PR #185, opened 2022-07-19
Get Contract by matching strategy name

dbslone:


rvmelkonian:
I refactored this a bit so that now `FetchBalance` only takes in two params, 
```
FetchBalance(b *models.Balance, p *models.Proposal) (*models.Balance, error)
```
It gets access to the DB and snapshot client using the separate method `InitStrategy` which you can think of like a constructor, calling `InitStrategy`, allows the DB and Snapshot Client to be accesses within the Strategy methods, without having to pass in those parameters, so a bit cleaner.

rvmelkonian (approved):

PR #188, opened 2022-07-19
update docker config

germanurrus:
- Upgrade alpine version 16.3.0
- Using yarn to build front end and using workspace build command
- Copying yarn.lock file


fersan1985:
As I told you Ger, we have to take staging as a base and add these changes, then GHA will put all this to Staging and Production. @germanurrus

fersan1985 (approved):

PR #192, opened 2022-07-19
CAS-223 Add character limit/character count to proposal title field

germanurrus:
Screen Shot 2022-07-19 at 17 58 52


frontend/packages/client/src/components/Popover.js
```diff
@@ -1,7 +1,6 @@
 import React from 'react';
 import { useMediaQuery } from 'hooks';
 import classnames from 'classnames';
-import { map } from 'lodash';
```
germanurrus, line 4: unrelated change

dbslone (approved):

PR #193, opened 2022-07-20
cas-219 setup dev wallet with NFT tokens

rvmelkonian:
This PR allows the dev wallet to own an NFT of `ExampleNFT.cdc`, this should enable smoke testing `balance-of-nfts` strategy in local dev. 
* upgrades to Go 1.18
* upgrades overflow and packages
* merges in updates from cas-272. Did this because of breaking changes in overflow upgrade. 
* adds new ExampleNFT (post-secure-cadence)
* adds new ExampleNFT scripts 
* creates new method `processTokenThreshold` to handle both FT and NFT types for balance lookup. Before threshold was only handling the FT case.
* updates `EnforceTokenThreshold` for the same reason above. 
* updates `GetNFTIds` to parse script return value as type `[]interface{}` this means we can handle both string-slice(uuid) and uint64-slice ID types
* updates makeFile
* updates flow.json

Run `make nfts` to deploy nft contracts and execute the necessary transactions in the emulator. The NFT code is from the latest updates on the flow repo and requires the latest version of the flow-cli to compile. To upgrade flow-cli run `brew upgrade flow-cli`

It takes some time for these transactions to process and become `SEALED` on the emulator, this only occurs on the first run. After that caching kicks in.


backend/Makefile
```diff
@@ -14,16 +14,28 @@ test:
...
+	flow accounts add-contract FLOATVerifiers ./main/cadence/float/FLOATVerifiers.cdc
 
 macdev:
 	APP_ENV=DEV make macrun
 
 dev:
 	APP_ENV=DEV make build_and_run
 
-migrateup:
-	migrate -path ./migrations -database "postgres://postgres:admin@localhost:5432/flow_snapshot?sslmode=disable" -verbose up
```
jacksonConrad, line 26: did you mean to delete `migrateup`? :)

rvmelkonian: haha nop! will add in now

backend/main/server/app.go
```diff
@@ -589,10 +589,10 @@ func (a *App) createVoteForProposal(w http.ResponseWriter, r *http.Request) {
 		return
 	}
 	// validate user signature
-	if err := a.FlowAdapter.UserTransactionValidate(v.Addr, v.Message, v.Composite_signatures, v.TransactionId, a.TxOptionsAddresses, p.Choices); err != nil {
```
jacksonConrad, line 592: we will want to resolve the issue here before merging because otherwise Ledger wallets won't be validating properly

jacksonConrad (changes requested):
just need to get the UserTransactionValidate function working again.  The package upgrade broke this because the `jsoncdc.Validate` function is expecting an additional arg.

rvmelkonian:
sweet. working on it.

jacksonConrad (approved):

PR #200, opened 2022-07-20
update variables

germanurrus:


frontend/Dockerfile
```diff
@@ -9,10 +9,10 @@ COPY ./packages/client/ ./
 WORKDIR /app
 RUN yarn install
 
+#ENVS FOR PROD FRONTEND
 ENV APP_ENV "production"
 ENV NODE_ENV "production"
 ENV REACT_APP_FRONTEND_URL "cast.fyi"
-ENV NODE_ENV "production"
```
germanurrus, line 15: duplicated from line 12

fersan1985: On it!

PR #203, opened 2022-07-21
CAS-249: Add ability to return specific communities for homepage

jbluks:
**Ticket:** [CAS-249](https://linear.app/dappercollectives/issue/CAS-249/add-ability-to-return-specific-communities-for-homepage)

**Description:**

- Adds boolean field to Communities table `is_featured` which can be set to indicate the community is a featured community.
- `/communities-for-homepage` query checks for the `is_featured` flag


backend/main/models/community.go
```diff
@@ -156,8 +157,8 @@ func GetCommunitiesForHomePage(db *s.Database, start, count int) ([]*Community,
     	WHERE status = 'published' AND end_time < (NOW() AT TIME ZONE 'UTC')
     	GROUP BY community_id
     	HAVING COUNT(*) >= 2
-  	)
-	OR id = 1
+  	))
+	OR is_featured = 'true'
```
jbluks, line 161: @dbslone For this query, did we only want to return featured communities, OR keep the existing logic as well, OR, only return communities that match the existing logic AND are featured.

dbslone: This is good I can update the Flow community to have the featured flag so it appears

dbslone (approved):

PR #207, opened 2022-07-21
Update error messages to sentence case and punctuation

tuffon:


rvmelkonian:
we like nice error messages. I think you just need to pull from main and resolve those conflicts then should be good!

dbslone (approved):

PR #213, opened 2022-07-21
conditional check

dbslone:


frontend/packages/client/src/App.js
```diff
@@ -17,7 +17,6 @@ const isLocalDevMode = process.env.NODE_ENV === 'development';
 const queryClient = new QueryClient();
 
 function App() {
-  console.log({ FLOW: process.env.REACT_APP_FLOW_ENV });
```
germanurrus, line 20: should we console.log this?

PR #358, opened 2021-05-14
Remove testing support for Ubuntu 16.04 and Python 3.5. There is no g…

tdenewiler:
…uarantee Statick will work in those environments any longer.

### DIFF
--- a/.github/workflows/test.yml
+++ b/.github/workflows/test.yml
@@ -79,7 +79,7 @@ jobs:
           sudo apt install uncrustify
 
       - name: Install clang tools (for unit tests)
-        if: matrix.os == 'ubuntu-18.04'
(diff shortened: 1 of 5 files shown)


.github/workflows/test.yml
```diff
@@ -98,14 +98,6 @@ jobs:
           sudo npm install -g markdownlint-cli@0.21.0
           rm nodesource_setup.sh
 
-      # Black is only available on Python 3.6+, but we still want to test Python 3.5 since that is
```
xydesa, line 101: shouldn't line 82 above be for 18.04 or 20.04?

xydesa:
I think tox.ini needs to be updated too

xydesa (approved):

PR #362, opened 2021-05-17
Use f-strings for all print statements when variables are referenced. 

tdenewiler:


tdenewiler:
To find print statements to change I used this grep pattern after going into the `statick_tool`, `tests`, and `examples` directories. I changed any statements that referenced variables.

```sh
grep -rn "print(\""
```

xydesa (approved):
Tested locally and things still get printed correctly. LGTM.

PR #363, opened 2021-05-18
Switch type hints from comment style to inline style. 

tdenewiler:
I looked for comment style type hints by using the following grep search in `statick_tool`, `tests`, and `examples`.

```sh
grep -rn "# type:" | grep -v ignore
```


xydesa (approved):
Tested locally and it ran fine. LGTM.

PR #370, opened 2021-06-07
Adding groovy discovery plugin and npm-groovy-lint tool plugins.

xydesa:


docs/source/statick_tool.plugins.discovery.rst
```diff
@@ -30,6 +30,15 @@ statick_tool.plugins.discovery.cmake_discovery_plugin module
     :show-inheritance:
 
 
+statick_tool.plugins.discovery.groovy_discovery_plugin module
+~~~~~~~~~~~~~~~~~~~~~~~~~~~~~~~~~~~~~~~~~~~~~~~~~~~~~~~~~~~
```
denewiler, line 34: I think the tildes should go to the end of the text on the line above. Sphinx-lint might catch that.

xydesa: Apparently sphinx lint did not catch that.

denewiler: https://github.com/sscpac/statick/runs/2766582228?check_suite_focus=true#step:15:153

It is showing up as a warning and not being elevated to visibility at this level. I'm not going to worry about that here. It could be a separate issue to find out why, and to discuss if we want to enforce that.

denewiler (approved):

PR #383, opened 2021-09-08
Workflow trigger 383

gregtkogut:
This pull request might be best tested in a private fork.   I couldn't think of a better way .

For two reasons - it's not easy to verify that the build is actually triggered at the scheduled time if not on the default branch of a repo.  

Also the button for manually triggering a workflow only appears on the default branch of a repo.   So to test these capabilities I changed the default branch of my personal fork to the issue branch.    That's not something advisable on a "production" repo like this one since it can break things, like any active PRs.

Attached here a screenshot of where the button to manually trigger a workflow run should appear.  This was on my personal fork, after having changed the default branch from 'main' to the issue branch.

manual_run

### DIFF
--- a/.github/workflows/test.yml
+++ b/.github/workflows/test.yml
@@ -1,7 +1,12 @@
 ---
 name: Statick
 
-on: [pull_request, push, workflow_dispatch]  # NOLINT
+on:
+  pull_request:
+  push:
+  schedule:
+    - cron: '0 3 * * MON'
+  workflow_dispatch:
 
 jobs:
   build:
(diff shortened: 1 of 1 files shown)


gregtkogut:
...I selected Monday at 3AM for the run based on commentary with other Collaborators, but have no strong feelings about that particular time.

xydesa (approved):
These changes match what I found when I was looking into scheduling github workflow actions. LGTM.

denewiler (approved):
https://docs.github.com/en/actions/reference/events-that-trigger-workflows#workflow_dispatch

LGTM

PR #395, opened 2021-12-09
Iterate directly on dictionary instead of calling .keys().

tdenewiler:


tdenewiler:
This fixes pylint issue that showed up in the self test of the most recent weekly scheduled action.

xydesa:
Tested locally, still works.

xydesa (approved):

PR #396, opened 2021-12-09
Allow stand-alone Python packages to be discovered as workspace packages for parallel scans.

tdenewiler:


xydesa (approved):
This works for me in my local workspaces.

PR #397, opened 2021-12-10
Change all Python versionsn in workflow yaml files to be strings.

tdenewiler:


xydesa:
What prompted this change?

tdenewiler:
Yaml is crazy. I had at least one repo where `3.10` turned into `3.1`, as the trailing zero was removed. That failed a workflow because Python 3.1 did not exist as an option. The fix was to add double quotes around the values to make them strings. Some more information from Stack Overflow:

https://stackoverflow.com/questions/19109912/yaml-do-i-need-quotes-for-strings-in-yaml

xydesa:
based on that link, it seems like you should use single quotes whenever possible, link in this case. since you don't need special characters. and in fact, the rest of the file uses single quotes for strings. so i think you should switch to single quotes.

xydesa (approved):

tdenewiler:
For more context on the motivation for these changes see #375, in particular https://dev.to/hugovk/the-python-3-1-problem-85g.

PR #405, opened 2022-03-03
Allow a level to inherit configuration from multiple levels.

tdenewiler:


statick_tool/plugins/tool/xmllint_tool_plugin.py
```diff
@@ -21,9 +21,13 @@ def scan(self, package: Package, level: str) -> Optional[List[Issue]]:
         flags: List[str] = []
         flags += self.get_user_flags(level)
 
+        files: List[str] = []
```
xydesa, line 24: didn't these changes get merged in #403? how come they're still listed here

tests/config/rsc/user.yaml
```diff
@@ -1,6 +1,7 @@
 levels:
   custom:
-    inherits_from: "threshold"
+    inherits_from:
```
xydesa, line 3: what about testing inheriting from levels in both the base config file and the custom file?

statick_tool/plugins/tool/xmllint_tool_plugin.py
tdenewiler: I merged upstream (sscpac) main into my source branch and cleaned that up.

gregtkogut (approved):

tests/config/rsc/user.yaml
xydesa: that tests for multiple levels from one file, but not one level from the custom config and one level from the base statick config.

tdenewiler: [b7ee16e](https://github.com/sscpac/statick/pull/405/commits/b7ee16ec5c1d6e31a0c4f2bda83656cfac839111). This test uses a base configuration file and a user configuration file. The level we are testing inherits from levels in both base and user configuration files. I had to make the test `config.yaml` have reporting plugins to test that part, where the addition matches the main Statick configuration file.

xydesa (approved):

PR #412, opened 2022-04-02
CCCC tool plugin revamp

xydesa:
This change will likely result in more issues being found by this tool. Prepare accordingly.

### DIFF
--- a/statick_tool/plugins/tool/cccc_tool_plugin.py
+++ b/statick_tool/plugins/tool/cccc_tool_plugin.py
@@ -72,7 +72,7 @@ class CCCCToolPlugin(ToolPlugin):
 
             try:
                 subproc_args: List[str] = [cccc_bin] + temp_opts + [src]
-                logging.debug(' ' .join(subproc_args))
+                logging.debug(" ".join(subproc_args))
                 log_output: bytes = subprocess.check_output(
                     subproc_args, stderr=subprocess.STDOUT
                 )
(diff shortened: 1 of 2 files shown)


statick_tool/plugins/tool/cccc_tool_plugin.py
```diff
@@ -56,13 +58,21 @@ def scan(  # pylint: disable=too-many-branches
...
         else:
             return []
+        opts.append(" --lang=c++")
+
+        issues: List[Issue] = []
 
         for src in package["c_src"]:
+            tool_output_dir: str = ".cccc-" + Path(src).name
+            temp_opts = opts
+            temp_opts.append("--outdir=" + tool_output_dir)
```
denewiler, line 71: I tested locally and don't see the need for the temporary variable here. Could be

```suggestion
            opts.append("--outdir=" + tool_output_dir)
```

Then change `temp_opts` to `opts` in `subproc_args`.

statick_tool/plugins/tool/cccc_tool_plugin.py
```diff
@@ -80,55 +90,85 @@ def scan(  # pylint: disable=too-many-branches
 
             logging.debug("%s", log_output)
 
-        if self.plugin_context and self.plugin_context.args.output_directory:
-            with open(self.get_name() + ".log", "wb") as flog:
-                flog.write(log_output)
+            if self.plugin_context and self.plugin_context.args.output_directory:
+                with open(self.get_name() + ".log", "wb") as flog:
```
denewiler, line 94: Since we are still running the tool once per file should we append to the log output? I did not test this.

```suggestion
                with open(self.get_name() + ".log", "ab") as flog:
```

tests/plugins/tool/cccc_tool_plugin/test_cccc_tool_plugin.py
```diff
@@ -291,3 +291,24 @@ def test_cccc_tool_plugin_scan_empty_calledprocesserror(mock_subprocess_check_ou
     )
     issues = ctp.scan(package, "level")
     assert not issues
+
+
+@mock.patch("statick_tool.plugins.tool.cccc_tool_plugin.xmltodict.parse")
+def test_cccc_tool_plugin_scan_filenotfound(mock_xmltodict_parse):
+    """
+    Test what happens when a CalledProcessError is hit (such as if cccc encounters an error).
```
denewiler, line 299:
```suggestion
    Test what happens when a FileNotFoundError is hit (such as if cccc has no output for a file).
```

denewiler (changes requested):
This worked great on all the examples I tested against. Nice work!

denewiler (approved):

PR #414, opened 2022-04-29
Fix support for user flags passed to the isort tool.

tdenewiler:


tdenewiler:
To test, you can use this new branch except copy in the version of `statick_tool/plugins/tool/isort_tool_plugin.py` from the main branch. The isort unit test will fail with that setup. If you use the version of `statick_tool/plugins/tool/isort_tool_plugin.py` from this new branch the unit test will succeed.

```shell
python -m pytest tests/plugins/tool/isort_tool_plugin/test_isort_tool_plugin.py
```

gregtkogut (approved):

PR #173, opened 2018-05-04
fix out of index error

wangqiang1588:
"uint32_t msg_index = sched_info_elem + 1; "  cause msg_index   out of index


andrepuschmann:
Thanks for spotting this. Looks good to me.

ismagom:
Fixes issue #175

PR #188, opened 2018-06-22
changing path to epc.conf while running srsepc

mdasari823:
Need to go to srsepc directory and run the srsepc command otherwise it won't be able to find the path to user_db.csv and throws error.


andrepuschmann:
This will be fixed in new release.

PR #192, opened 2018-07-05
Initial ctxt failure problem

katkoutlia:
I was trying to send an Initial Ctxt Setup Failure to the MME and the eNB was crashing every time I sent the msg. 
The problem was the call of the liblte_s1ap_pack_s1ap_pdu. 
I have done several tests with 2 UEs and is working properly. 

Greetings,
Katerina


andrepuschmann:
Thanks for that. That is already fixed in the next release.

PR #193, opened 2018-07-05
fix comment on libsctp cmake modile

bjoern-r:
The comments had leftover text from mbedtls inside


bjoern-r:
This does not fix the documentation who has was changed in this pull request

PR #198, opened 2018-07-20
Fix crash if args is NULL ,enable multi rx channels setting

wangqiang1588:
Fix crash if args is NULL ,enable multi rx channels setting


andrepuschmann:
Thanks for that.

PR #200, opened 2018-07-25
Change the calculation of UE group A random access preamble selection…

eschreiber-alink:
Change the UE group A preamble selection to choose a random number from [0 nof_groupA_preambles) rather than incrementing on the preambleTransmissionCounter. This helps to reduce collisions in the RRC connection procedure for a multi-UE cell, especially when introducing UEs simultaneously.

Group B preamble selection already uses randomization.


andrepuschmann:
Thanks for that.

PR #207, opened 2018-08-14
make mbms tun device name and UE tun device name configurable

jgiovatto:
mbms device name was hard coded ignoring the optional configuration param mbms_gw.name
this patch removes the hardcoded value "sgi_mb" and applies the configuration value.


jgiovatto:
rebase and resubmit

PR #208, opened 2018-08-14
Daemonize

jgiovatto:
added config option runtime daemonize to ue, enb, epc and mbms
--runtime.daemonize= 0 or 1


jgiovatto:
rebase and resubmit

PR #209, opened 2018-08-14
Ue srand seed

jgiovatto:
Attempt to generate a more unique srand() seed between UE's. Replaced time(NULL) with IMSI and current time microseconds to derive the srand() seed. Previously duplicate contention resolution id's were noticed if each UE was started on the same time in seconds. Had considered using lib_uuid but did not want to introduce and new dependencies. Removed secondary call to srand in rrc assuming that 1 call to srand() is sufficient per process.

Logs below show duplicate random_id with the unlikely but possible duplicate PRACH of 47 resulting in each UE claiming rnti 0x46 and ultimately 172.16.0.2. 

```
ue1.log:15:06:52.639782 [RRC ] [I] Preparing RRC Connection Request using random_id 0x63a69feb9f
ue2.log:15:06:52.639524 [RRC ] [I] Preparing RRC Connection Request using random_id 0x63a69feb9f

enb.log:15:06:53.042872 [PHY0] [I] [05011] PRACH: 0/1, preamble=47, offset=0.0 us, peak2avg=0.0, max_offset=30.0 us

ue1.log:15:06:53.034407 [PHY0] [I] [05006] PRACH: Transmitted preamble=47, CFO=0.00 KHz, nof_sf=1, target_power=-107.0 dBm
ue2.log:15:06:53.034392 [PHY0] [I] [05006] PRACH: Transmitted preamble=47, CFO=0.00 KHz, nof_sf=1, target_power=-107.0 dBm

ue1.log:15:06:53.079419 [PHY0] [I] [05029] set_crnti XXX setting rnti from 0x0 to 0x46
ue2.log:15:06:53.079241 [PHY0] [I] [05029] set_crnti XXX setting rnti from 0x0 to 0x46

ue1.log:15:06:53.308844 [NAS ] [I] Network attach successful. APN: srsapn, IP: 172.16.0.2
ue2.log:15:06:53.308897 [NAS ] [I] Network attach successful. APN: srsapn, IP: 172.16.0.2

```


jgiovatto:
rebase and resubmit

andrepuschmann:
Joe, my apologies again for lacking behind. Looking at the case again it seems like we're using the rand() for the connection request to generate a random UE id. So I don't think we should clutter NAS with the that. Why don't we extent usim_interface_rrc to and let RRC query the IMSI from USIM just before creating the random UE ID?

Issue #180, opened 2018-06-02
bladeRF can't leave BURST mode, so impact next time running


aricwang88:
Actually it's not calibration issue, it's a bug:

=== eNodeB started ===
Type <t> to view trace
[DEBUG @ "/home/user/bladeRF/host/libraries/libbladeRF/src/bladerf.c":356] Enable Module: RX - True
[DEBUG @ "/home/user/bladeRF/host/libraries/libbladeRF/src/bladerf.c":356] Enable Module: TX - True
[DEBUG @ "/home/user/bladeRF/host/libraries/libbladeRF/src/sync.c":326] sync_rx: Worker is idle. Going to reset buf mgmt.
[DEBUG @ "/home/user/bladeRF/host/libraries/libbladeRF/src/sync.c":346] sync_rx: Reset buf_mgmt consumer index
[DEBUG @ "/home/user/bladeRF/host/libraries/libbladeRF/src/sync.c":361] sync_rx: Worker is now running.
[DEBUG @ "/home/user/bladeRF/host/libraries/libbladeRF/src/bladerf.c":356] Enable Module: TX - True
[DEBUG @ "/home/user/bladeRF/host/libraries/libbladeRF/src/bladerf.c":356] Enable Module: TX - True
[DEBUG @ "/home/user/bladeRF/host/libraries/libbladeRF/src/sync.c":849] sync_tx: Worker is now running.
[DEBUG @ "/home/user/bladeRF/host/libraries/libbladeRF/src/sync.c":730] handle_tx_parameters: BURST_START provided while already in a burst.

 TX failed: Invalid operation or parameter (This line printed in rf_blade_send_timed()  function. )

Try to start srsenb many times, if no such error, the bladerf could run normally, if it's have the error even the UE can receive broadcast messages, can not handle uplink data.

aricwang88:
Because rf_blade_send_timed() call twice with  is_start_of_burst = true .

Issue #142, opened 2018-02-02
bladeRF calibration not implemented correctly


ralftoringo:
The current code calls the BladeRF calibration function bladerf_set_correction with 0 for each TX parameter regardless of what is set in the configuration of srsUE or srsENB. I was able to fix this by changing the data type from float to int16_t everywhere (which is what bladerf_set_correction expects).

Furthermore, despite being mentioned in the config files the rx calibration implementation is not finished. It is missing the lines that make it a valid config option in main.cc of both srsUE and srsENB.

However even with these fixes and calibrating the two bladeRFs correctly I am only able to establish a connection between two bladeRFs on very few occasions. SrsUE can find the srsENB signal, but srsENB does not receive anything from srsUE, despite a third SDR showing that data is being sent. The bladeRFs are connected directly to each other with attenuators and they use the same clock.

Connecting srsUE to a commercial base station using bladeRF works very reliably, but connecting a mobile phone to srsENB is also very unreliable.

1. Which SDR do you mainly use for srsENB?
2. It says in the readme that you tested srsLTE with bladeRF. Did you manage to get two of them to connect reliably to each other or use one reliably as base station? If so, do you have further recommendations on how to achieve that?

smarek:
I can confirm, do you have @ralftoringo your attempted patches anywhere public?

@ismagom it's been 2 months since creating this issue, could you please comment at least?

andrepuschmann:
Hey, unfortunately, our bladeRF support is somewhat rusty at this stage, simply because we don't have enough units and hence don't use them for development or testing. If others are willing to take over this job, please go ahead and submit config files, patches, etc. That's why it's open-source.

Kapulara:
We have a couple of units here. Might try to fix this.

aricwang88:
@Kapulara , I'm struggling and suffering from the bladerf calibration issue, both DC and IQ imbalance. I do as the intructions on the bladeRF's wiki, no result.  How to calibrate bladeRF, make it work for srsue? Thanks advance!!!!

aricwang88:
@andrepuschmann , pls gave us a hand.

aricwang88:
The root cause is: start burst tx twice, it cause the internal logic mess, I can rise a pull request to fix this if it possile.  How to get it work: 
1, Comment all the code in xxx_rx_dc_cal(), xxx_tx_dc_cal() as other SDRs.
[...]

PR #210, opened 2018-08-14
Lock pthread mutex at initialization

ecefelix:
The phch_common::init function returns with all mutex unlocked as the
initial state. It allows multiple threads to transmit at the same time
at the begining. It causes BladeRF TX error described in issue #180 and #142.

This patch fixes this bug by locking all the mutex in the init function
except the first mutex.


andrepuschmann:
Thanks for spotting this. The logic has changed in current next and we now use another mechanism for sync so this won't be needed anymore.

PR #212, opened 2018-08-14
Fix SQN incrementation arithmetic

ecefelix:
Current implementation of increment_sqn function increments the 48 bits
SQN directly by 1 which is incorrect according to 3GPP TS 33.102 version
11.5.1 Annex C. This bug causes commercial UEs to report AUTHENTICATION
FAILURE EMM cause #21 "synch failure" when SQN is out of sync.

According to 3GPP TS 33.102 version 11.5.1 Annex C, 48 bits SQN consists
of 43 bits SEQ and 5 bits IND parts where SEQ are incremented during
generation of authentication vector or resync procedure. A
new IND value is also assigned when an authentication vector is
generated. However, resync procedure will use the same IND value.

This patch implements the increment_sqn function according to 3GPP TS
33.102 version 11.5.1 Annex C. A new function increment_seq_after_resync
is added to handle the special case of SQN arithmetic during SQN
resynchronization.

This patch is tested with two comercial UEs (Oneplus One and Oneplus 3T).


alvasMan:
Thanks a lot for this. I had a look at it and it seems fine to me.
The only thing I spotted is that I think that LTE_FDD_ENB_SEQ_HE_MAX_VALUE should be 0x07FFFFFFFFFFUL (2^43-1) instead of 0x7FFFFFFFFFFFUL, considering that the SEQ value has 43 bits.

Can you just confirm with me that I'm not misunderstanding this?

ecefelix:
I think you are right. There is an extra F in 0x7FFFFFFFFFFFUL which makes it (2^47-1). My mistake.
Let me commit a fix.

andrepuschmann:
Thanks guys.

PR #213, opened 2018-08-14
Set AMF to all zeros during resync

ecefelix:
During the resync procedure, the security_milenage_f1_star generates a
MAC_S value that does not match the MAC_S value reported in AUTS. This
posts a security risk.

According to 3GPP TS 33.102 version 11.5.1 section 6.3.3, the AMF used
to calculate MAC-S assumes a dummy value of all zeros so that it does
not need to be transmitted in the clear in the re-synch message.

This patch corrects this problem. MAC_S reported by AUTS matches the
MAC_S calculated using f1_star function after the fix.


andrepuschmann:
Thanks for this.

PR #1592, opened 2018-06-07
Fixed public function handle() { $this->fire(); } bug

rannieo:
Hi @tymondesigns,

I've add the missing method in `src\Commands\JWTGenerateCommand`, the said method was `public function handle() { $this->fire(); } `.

============================================================

**TASK TO COMPLETE**
The reply should consist solely of the lines of the data, exact, from the opening line through the line with "PR #192, opened 2022-07-19", inclusive.

**PROBLEM SOLUTION**
PR #185, opened 2022-07-19
Get Contract by matching strategy name

dbslone:


rvmelkonian:
I refactored this a bit so that now `FetchBalance` only takes in two params, 
```
FetchBalance(b *models.Balance, p *models.Proposal) (*models.Balance, error)
```
It gets access to the DB and snapshot client using the separate method `InitStrategy` which you can think of like a constructor, calling `InitStrategy`, allows the DB and Snapshot Client to be accesses within the Strategy methods, without having to pass in those parameters, so a bit cleaner.

rvmelkonian (approved):

PR #188, opened 2022-07-19
update docker config

germanurrus:
- Upgrade alpine version 16.3.0
- Using yarn to build front end and using workspace build command
- Copying yarn.lock file


fersan1985:
As I told you Ger, we have to take staging as a base and add these changes, then GHA will put all this to Staging and Production. @germanurrus

fersan1985 (approved):

PR #192, opened 2022-07-19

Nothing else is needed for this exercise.